We had a wind storm one day, this older lady comes in carrying a picture of a flag pole all bent over. She wants a refund on the broken pole, just from the picture. The flag pole was only 5 1/2 years old,,,it only had 3 flags on it and the wind blew it over. A flag pole should be guaranteed for life and she wanted another one. My store hasn't been here quite that long either.

A guy came in with a receipt for a hitch for a Blazer. He bought it 4 months ago.

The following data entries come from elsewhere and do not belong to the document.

PR #1180, opened 2015-03-06
host/containerinit: Log state changes

lmars:
This is to help debug jobs which remain in the starting state in CI, even though they are running and have output in their logs.

Relates to #907.


titanous:
LGTM

PR #1184, opened 2015-03-06
test: Don't kill the cluster if adding release hosts fails

lmars:


titanous:
LGTM, but please add an explanation to the commit message.

PR #2975, opened 2016-06-21
WIP: Cause ReleaseSuite.TestReleaseImages to fail

lmars:
This is a dummy PR to trigger `ReleaseSuite.TestReleaseImages` to fail so we can see why it is taking so long in CI (when I run it manually it takes ~5mins, but it is currently double that in CI).


lmars:
More recent builds seem to be quicker at running this, but in any case the test takes much less time than the whole test run, so we should aim to parallelise the other tests.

The Blazer quit running, too much to get it fixed so he sold it to a junk yard, he wanted his money back for the hitch,,,and oh, it's still on the Blazer.

And my favorite!

A lady bought a $30 Carhart shirt, she got ink on the front, and it wouldn't wash out!! She wanted her money back.

Sometimes I have to ask huh, several times because it seems so unreal, other times I get a little giggle out of it, and still other times I want to scream,,,you have got to be kidding me,,,but I don't.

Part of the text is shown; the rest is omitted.